It is almost impossible for me to freshly describe the ongoing disconnect between what we see and hear coming out of the mouths of people in and around the Beltway Village and the facts on the ground for the rest of the country. I won't say that they must be on drugs because I've used drugs and I never was as far away from reality as the Beltway Village
Idiots Pundits, Politicians, and Courtiers. They just live inside a fantasy bubble. It might be acceptable if the decisions they make each day didn't have such negative consequences for the rest of us.
The Initial Unemployment Claims report for last week came out today (Thursday April 28), and guess what? It surprised the economists. From Reuters:
Initial claims for state unemployment benefits jumped 25,000 to a seasonally adjusted 429,000, up from a slightly upwardly revised 404,000 the preceding week, the Labor Department said. Economists polled by Reuters were expecting claims to slip to 392,000 from the previously reported 403,000.Of course, usually the surprise is the claims didn't fall as much as expected but today the claims went in the totally opposite direction than the predictions. Yet some of them refuse to give up their pre-conceived notions as AP quotes a Deutsche Bank economist that it is just "technical factors."
Well, those "technical factors" include the US economy growing at 1.8% for the first quarter of the year.
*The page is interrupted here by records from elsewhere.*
PR #893, opened 2024-09-19
Improve Laravel dd() Output Rendering in Scribe Documentation

sabist:
This PR addresses an issue where the output of Laravel's dd() function is rendered as plain text in the generated documentation by Scribe. The changes introduce a selective rendering mechanism that safely treats dd() output as HTML while keeping all other API responses as plain text, ensuring proper security.

- Laravel dd() detection: The script now checks for the presence of sf-dump in the response to identify dd() output.

- Secure rendering: Only the detected dd() output is rendered using innerHTML to display the HTML dump correctly. Other responses continue to use textContent to avoid XSS vulnerabilities.

This update improves the developer experience by ensuring that Laravel debug outputs are correctly formatted in the API documentation, while maintaining security.

### DIFF
--- a/resources/css/theme-default.style.css
+++ b/resources/css/theme-default.style.css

From the NY Times:
American economic expansion slowed to a crawl in the first quarter, but economists are hopeful that the setback will be temporary. Total output grew at an annual rate of 1.8 percent from January through March, the Commerce Department said Thursday, after expanding at a 3.1 percent pace in the fourth quarter of 2010.There are all sorts of ready-made excuses for the economists as to why the slow growth, however there were two other stories in the news today that tell me far more about where the economy is today than any of the economic predictions.
When the year began, economists expected a more robust growth rate of about 4 percent, only to be barraged by bad report after bad report. Turmoil in the Middle East led to higher oil prices, which had already been climbing because of increased demand in emerging markets like China. Housing sales dropped sharply. Winter blizzards closed businesses and delayed construction, causing investments in nonresidential structures like office buildings to fall 21.7 percent from the previous quarter. Imports, which are subtracted from gross domestic product, surged. Military spending sank.